|Bank of America Corp., which dropped its mortgage broker operation in 2007 then re-entered the business with last year's acquisition of Countrywide Financial Corp., is cleaning house at the unit.
The Charlotte, N.C.-based financial institution closed its wholesale lending channel in December 2007 and "made a strategic decision to focus on retail mortgages," a letter at the time said. The operation had accounted for nearly one-third of mortgage originations.
But just seven months later, BoA would inherit the broker business of Countrywide with its July 1 acquisition of the formerly biggest U.S. residential lender.
Even before the acquisition, however, Countrywide had begun cutting the number of brokers it was dealing with.
A spokeswoman told MortgageDaily.com in a statement Thursday that the wholesale unit has been scaling back on its approved broker base for more than 18 months. The brokers targeted for termination are those whose performance indicators lag.

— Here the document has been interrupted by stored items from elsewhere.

Issue #358, opened 2025-11-04
Handle ECDSA tests once ECDSA code in OpenSSL handles generateing public keys on import private only


simo5:
> current changes look good. Remaining item is still the ECDSA, I think

Well the upstream patch will take some discussion, I would rather just merge this and file a follow-up ticket so we do not forget to enable testing for the versions of openssl that will support it.

I think it is ok to let the code try and return an error on older versions, there isn't much else we can do except trying to return early, but it is not worth the added special code as it would need to be behind some features etc...

_Originally posted by @simo5 in https://github.com/latchset/kryoptic/issues/357#issuecomment-3486941182_

PR #402, opened 2026-01-19
Set CKA_PUBLIC_KEY_INFO for EC private keys

simo5:
#### Description

Enable the extraction of the public key from an EC private key to populate the CKA_PUBLIC_KEY_INFO attribute during object creation.

This functionality was previously disabled due to lack of support in older OpenSSL versions. This change adds a new `ossl::api_level()` function to check the OpenSSL version at compile time.

For OpenSSL versions before 4.0.0, where extraction is not supported, the `CKR_KEY_UNEXTRACTABLE` error is handled gracefully, allowing key creation to succeed without the attribute. For OpenSSL 4.0.0 and newer, the attribute is correctly populated. A corresponding test case has been re-enabled and is now conditional on the OpenSSL version.

Fixes: #358 

#### Checklist

#### Reviewer's checklist:

### DIFF
--- a/src/ec/ecdsa.rs
+++ b/src/ec/ecdsa.rs
@@ -44,13 +44,18 @@ static ECDSA_MECHS: LazyLock<[Box<dyn Mechanism>; 2]> = LazyLock::new(|| {
     ]
 });
 
-fn ecdsa_public_key_info(obj: &mut Object) -> Result<()> {
-    // Get raw public point from EC_POINT.
-    // For CKK_EC keys, CKA_EC_POINT is a DER-encoded OCTET STRING.
-    // SubjectPublicKeyInfo's bit string needs the raw point bytes.
-    let ec_point_der = obj.get_attr_as_bytes(CKA_EC_POINT)?;
-    let ec_point_raw = asn1::parse_single::<&[u8]>(ec_point_der)
-        .map_err(|_| CKR_ATTRIBUTE_VALUE_INVALID)?;
+fn ecdsa_public_key_info(obj: &mut Object, point: Option<&[u8]>) -> Result<()> {
+    let ec_point_raw = match point {
+        Some(p) => p,
+        None => {
+            // Get raw public point from EC_POINT.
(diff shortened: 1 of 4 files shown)


src/ec/ecdsa.rs
```diff
@@ -44,13 +44,18 @@ static ECDSA_MECHS: LazyLock<[Box<dyn Mechanism>; 2]> = LazyLock::new(|| {
...
 });
 
-fn ecdsa_public_key_info(obj: &mut Object) -> Result<()> {
-    // Get raw public point from EC_POINT.
-    // For CKK_EC keys, CKA_EC_POINT is a DER-encoded OCTET STRING.
-    // SubjectPublicKeyInfo's bit string needs the raw point bytes.
-    let ec_point_der = obj.get_attr_as_bytes(CKA_EC_POINT)?;
-    let ec_point_raw = asn1::parse_single::<&[u8]>(ec_point_der)
-        .map_err(|_| CKR_ATTRIBUTE_VALUE_INVALID)?;
+fn ecdsa_public_key_info(obj: &mut Object, point: Option<&[u8]>) -> Result<()> {
```
Jakuje: should we have a documentation string fro this function?

src/ossl/common.rs
```diff
@@ -209,7 +209,20 @@ pub fn extract_public_key(privkey: &Object) -> Result<Vec<u8>> {
 
     // 2. Export key data
     let pubkey_value = match pkey.export()? {
-        PkeyData::Ecc(mut e) => e.pubkey.take(),
+        PkeyData::Ecc(mut e) => {
+            if e.pubkey.is_some() {
+                e.pubkey.take()
+            } else {
+                if api_level().0 >= 4 {
```
Jakuje: I think this makes it quite hard to read what is going on here. Would it make sense to create some structure that would be returned by this function so it can be written at least in some way like this:
```suggestion
                if api_level().major >= 4 {
```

"We regularly review a wide range of quality and productivity metrics for brokers doing business with us and, as part of our normal course of business, cease working relationships with brokers who do not meet our standards," she said.
She noted that the company still supports its 5,000 approved mortgage brokers.
"Our focus remains constant -- working with and supporting those mortgage brokers who demonstrate the ability and willingness to adapt and evolve their business model and who originate quality loans consistent with our responsible lending standards," the statement said.
But some of the reduction might be attributable to attrition.
A report from Goldline Research indicated that the number of U.S. mortgage brokers has dropped off sharply, falling from 55,000 in 2007 to just 20,000 as of February.